## Exercise aim
Give back every record that follows, exactly as written.

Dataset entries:
PR #938, opened 2020-10-21
Gatsby Migration

ardatan:
Hi everyone.
[We](https://the-guild.dev) @the-guild-org have decided to take on the work of the Gatsby migration in order to unblock all the contributions for graphql.org.
We tried to start with the amazing work that has been done in https://github.com/graphql/graphql.github.io/pull/913 by @saihaj but decided it was actually faster for us to start from scratch and finish all the things that need to be done in order to get this work merged.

## Solved exercise
PR #938, opened 2020-10-21
Gatsby Migration

ardatan:
Hi everyone.
[We](https://the-guild.dev) @the-guild-org have decided to take on the work of the Gatsby migration in order to unblock all the contributions for graphql.org.
We tried to start with the amazing work that has been done in https://github.com/graphql/graphql.github.io/pull/913 by @saihaj but decided it was actually faster for us to start from scratch and finish all the things that need to be done in order to get this work merged.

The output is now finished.